3.1. Characteristics of the Intervention: Referral to Quitline or UCD Group Class
Besides provider advice, the core components of the tobacco treatment program available throughout the UCD health system include 1) the Health Management and Education (HME) group class, available as an 8-class series or a 2-hour workshop, and taught by a part-time nurse certified as a tobacco treatment specialist and, with broader reach, 2) the state quitline which offers free telephone counseling services in Spanish and Asian languages. In the hospital, a nursing order for smoking cessation education would be activated on admission, and these referrals could be ordered at discharge. Tobacco treatment medications are available through physician order sets; pharmacists in California can furnish nicotine replacement therapy but this has not been adopted widely. In the hospital, pharmacy students assist some medicine teams with tobacco treatment.

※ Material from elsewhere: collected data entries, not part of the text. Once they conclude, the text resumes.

PR #543, opened 2021-03-03
feat: add flag to control upgrade check

vbatoufflet:
Hi,

This PR intends to define a new flag on the cdk8s-cli (i.e. `--check-upgrade`) to control available upgrade check trigger while running the command.

Regards

### DIFF
--- a/packages/cdk8s-cli/src/cli/index.ts
+++ b/packages/cdk8s-cli/src/cli/index.ts
@@ -3,16 +3,22 @@ import * as yargs from 'yargs';
 import { upgradeAvailable } from '../upgrades';
 
 async function main() {
-  const versions = upgradeAvailable();
-  if (versions) {
-    console.error('------------------------------------------------------------------------------------------------');
-    console.error(colors.yellow(`A new version ${versions.latest} of cdk8s-cli is available (current ${versions.current}).`));
-    console.error(colors.yellow('Run "npm install -g cdk8s-cli" to install the latest version on your system.'));
-    console.error(colors.yellow('For additional installation methods, see https://cdk8s.io/docs/latest/getting-started'));
-    console.error('------------------------------------------------------------------------------------------------');
-  }
-
   const ya = yargs
+    .option("check-upgrade", {type: "boolean", desc: "Check for cdk8s-cli upgrade", default: true})
+    .check(argv => {
+      if(argv.checkUpgrade) {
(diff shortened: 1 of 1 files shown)


rossi-fi:
Thanks for this! My only question is how this translates into an environmental variable. I eventually got it working while not changing the command line option, like this:

`.option("check-upgrade", {type: "boolean", default: true, desc: "Check for cdk8s-cli upgrade (default true)"})`

Now I can set `CDK8S_CHECK_UPGRADE=false` as the default value in eg. a container.

packages/cdk8s-cli/src/cli/index.ts
```diff
@@ -3,16 +3,22 @@ import * as yargs from 'yargs';
...
-  if (versions) {
-    console.error('------------------------------------------------------------------------------------------------');
-    console.error(colors.yellow(`A new version ${versions.latest} of cdk8s-cli is available (current ${versions.current}).`));
-    console.error(colors.yellow('Run "npm install -g cdk8s-cli" to install the latest version on your system.'));
-    console.error(colors.yellow('For additional installation methods, see https://cdk8s.io/docs/latest/getting-started'));
-    console.error('------------------------------------------------------------------------------------------------');
-  }
-
   const ya = yargs
+    .option("no-check-upgrade", {type: "boolean", desc: "Do not check for cdk8s-cli upgrade"})
```
rossi-fi, line 7: Please consider using `check-upgrade` instead of `no-check-upgrade` and set default to true. This way you can still do `--no-check-upgrade` and also use CDK8S_CHECK_UPGRADE=false.

vbatoufflet: Good idea. I'll do that 👍

vbatoufflet: Just updated the PR to implement those changes.

rossi-fi (approved):
Thank you for this!

eladb:
@vbatoufflet  apologies for the inconvenience! We have moved this module to https://github.com/cdk8s-team/cdk8s-cli. Could you please re-submit this pull request against the new repository?

vbatoufflet:
> Could you please re-submit this pull request against the new repository?

@eladb sure no worries, I'll re-submit on the new repository 👍

eladb:
Thanks, and apologies again for the burden.

PR #549, opened 2021-03-17
fix(docs): correct language tab indentation

outsideris:

I just found [a broken doc for import](https://cdk8s.io/docs/v1.0.0-beta.10/cli/import/#module-name) when I read the page. 

It is because of the wrong indentation for the code blocks.

I checked it rendered correctly in my local.


eladb (approved):
🙏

The effectiveness of the quitline at UCD is similar to published literature: the 6−12 month point-prevalence smoking cessation rate for 126 patients was 21.9% and, more conservatively, 12.2% among 576 patients with a quitline referral (patients with missing data were assumed to be smoking) [9]. The effectiveness of the quitline was even higher among UCD thoracic surgery patients (n = 111) with 6-month point-prevalence smoking cessation rates between 24%−50%, with the highest rates among patients who were having an operation and engaged with the quitline [24].

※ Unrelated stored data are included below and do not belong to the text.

PR #590, opened 2021-05-27
chore: delete modules and use latest from npm

eladb:
Deletes the code of everything under `packages/**` and takes a dependency on the published modules instead. Modules are new mastered in [cdk8s-core], [cdk8s-cli] and [cdk8s-plus-17].

[cdk8s-core]: https://github.com/cdk8s-team/cdk8s-core
[cdk8s-cli]: https://github.com/cdk8s-team/cdk8s-cli
[cdk8s-plus-17]: https://github.com/cdk8s-team/cdk8s-plus-17

Doc website, examples and integration tests are now executed against the released versions (installed via the root `package.json` file).

---


.github/workflows/build.yml
```diff
@@ -1,5 +1,5 @@
 name: Build
-on: [pull_request]
+on: [push]
```
iliapolo, line 2: Why the change?

examples/java/crd/package.json
```diff
@@ -7,12 +7,5 @@
     "build": "cdk8s import --language java",
     "synth": "mvn install && mvn compile && cdk8s synth",
     "test": "echo 'no test for java yet.'"
-  },
-  "dependencies": {
```
iliapolo, line 11: Can't we leave these with the current latest version and let the dependency upgrade workflow take care of upgrading it? (i'm not sure why it didn't already...)

iliapolo (commented):
@eladb Maybe add a README note for a while saying the packages were moved? I would also post something on our slack channel notifying users of this change.

.github/workflows/build.yml
eladb: I want this workflow to run against any push (both PRs and pushes to master)

examples/java/crd/package.json
eladb: It's much easier to manage this at the root level I believe. I'll also revisit the upgrade workflow shortly (via projen) after this first iteration is complete

eladb:
@iliapolo Ready for another round

iliapolo (approved):

PR #669, opened 2021-09-01
feat: integration tests for all platforms

### LINKED ISSUE #422: Windows support
We should officially support windows before announcing GA. This means adding some windows CI in GitHub actions as well.

* [ ] :wave: I may be able to implement this feature request

---

Chriscbr:
Closes #422

----


Chriscbr:
We need the changes from https://github.com/cdk8s-team/cdk8s-cli/pull/63 to be merged before any windows tests will pass.

Chriscbr:
Integration tests are passing now. I've set them up so that the `build` task runs in parallel with three `test` tasks that each run the integration suite on a different platform.

Since we are running additional tasks in addition to `build` that each could fail independently, we don't want any snapshots to be updated during the build, since that would cause projen to generate a new self-mutation commit that would automatically be approved. Thus, I've had to change the `build` and `test` tasks to run without updating snapshots automatically. (But we can still run `test:update` and `integ:update` locally).

I think it's possible we could bring back snapshot updating in the `build` task by adding an option to projen that disables self-mutation commits, but this is the best workaround I could come up with for now.

.github/workflows/build.yml
```diff
@@ -53,3 +53,30 @@ jobs:
...
+      - name: Install pipenv
+        run: pip install pipenv
+      - name: Set up Go
+        uses: actions/setup-go@v2
+        with:
+          go-version: "1.16"
+      - name: Install dependencies
+        run: yarn install --frozen-lockfile
+      - name: Run integration tests
+        run: yarn run integ
```
iliapolo, line 75: Currently the integ tests are running as part of the build task:

https://github.com/cdk8s-team/cdk8s/blob/7ae13bffc149f4770ff6848665578dcbd2103c88/.projen/tasks.json#L52-L58

How come this doesn't need a `lerna run build` before?

.github/workflows/build.yml
```diff
@@ -53,3 +53,30 @@ jobs:
           }}/actions/runs/${{ github.run_id }}/cancel
         env:
           GITHUB_TOKEN: ${{ secrets.GITHUB_TOKEN }}
+  test:
```
iliapolo, line 56: In this setup, we actually run ubuntu integ tests twice - once in the `build` task and once here. There are 3 options here:

1. Reduce the matrix to only `windows-latest` and `macos-latest`. Dont really like this since it breaks symmetry. 
2. Remove the `integ` task from `build`. Dont really like this since it means running `npx projen build` locally will not run integ tests.
3. Patch the build job with a matrix. I think this is an elegant solution since it keeps everything in standard form and also runs the unit tests on all platforms (i guess this could be a problem if our unit tests are platform dependent, but i don't think they are, or should be). This is a feature I think should eventually go into projen, where the self-mutation step would run only after all the matrix jobs have passed.

Thoughts?

.github/workflows/build.yml
Chriscbr: We don't need to run a build for the integ tests because they don't rely on any source code within this repo (they're all bash scripts).

.github/workflows/build.yml
Chriscbr: Discussed offline - I've updated the integ tests to run in a separate workflow, which should resolve the self-mutation issues. I think it's okay that the ubuntu integ test still runs twice, since the one in the `build` workflow has snapshot updating enabled while the ones in `integ` don't. But I'm totally open to changing it.

iliapolo:
@Chriscbr The new workflow needs to be added as a required status check to mergify:

https://github.com/cdk8s-team/cdk8s/blob/rybickic/integ/.mergify.yml#L15

I really hope mergify will accept the os suffixes to job names...

As well as in the github branch protection (manually for now).

iliapolo (changes requested):
@Chriscbr The new workflow needs to be added as a required status check to mergify:

https://github.com/cdk8s-team/cdk8s/blob/rybickic/integ/.mergify.yml#L15

I really hope mergify will accept the os suffixes to job names...

As well as in the github branch protection (manually for now).

iliapolo (approved):

PR #707, opened 2021-10-06
chore(docs): relicensing docs to CC-BY-4.0

hyandell:
I've reviewed contributions to the docs and am relicensing them in accordance with CNCF IP policy over to CC-BY-4.0.

I've also updated the website footer to mention this, and to fix the Trademark link. These both match the Kubernetes website, which I am treating as the gold standard. 

And I've removed the pull request template with Apache-2.0 language; DCO does not typically rely on an additional statement in pull requests on licensing, this matches Kubernetes, and it saves figuring out how to fit CC-BY-4.0 and Apache-2.0 together there.

### DIFF
--- a/.github/pull_request_template.md
+++ b/.github/pull_request_template.md
@@ -1,1 +1,0 @@
-*By submitting this pull request, I confirm that my contribution is made under the terms of the Apache-2.0 license*


iliapolo (changes requested):
@hyandell The PR template is actually managed via projen. And needs to be removed here:

https://github.com/cdk8s-team/cdk8s/blob/master/.projenrc.js#L9

Make sure to also add `pullRequestTemplate: false` and run `yarn build` to regenerate the files.

I'm happy to take this over if needed. let me know.

PR #715, opened 2021-10-11
chore: delete legacy workflows

eladb:
Remove workflows that are not managed by projen.


iliapolo:
@eladb this needs DCO sign-off

PR #785, opened 2021-12-10
feat: New yaml output type: Folder_per_chart_file_per_resource 

camba1:
This PR refers to documenting the changes from[ PR 143 ](https://github.com/cdk8s-team/cdk8s-core/pull/143 )in the cdk8s-core repo , which adds a new yaml output type:` folder_per_chart_file_per_resource`.

The new type allows users to elect to export their yaml resources as follows:

- Each chart creates a folder
- Each resource is created as a file and placed in the correct chart folder
This provides better organization and flexibility as the number of resources created increases

### DIFF
--- a/docs/reference/cdk8s/java.md
+++ b/docs/reference/cdk8s/java.md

The existing tobacco treatment program has adaptable components for cancer care. The in-person group class is open to any UCD patient in the Sacramento area. The quitline referral and order sets are available to all UCD physicians, and the quitline can service patients anywhere in the state. Medications may be picked up at the cancer center’s outpatient pharmacy.
3.2. Outer Setting: Motivational Drivers for the Health System
The motivational drivers at a systems level for integrating tobacco treatment into cancer care are quality programs and accreditation standards that support operations. For the health system, the quality programs may be required by various payors or accreditation programs. For the UCD CCC, the American College of Surgeons’ Commission on Cancer (CoC) and the National Cancer Institute provide accreditation standards and program expectations.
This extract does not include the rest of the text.